#### What is expected:
Using the records below, locate all lines containing "scala" and return them.

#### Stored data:
================

PR #3360, opened 2019-05-13
[ZEPPELIN-4152]. Use spark 2.2 as the default profile

zjffdu:
### What is this PR for?
Trivial PR to use spark 2.2 as the default profile so that the default build command can pass

```
mvn clean package -DskipTests
```

### What type of PR is it?
[ Improvement ]

### Todos
* [ ] - Task

### What is the Jira issue?
* https://issues.apache.org/jira/browse/ZEPPELIN-4152

* CI pass

### Questions:

### DIFF
--- a/spark/pom.xml
+++ b/spark/pom.xml
@@ -196,9 +196,6 @@
                 <protobuf.version>2.5.0</protobuf.version>
                 <py4j.version>0.10.7</py4j.version>
             </properties>
-            <activation>
-                <activeByDefault>true</activeByDefault>
-            </activation>
         </profile>
 
         <profile>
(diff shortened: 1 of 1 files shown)


zjffdu:
Unfortunately, spark 2.3 doesn't support scala 2.10 which is default profile.

felixcheung:
hm. I guess we need a plan to move to 2.11

zjffdu:
I tried to do that, but some other interpreters don't support scala-2.11. So it would take much more time to support scala-2.11 fully in zeppelin. I plan to move some interpreter out of zeppelin project to subproject, so that each interpreter can has its own build environment and dependency. This PR is a temporary solution before that

felixcheung:
sure, this could be a big problem...

felixcheung:
LGTM

PR #3385, opened 2019-06-14
[ZEPPELIN-4195] Fixed deleted note does not take effect in the file system

liuxunorg:
### What is this PR for?
Because the latest note storage is saved in a real file directory.
When deleting the note,
Move /note-storage-dir/note1 directly to /note-storage-dir/~Trash/note1,
If the /note-storage-dir/~Trash directory does not exist, then moving the note will fail.

### What type of PR is it?
[Bug Fix]

### What is the Jira issue?
* https://issues.apache.org/jira/browse/ZEPPELIN-4195

* [CI Pass](https://travis-ci.org/liuxunorg/zeppelin/builds/545631231)
### Questions:


zjffdu:
Can you add some unit test to cover this ?

liuxunorg:
There are already test cases,  https://github.com/apache/zeppelin/blob/master/zeppelin-plugins/notebookrepo/filesystem/src/test/java/org/apache/zeppelin/notebook/repo/FileSystemNotebookRepoTest.java#L111

But `FileSystem` has some differences in the two different file systems, the `local file system` and `HDFS`. 

### FileSystem::move(src, dest)
+ In the local file system, the parent directory of dest can be created automatically if it does not exist.
+ In the HDFS file system, the parent directory of dest will fail if it does not exist.

zjffdu:
I see, thanks @liuxunorg +1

================

#### Solution for this problem:
Unfortunately, spark 2.3 doesn't support scala 2.10 which is default profile.
I tried to do that, but some other interpreters don't support scala-2.11. So it would take much more time to support scala-2.11 fully in zeppelin. I plan to move some interpreter out of zeppelin project to subproject, so that each interpreter can has its own build environment and dependency. This PR is a temporary solution before that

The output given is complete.